A woman has twice as many dimes as quarters in her purse. If the dimes were quarters and the quarters were dimes, she would have $1.20 more than she now has. How many of each does she have now?
I need help with this t00
so, what have they told you?
d = 2q
10q+25d = 10d+25q + 120
now just find d and q
To solve this problem, we can set up a system of equations.
Let's assume that the woman has x quarters and 2x dimes in her purse currently.
The value of quarters in her purse is 25 cents each, so the total value of quarters is 25 * x cents.
The value of dimes in her purse is 10 cents each, so the total value of dimes is 10 * 2x = 20 * x cents.
According to the given information, if the dimes were quarters and the quarters were dimes, she would have $1.20 more than she currently has.
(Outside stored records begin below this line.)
PR #2286, opened 2023-09-13
feat(utils): add `is_loaded` to check whether a plugin has been loaded

Subjective:
## 📑 Description

I wanted to create a heirline component that reports the status of a plugin, but I didn't want it to require the plugin if it wasn't already loaded since that completely messes up lazy-loading. It would be pretty convenient to include a helper function that checks this so that it can be used as a heirline condition.

## ℹ Additional Information

None

### DIFF
--- a/lua/astronvim/utils/init.lua
+++ b/lua/astronvim/utils/init.lua
@@ -223,6 +223,17 @@ function M.is_available(plugin)
   return lazy_config_avail and lazy_config.spec.plugins[plugin] ~= nil
 end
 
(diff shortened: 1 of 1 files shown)


mehalter:
I think it's better to just use `packages.loaded` core table than adding more abstractions, especially more expensive ones like this.

Subjective:
🤦 I was literally just thinking that it might be better to include this in `status.condition` when I saw `function M.aerial_available() return package.loaded["aerial"] end` and realized that was a thing.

We can express this relationship with the equation:
25 * (2x) + 10 * x = 20 * x + 1.20
Simplifying this equation, we get:
50x + 10x = 20x + 1.20
60x = 20x + 1.20
60x - 20x = 1.20
40x = 1.20
x = 1.20 / 40
x = 0.03
Now we know that she has 0.03 quarters and 2 * 0.03 = 0.06 dimes in her purse.
However, since we cannot have a fraction of a coin, we need to convert these values into whole numbers. Let's multiply everything by 100 to get rid of decimals:
0.03 * 100 = 3 quarters
0.06 * 100 = 6 dimes
So, the woman has 3 quarters and 6 dimes in her purse now.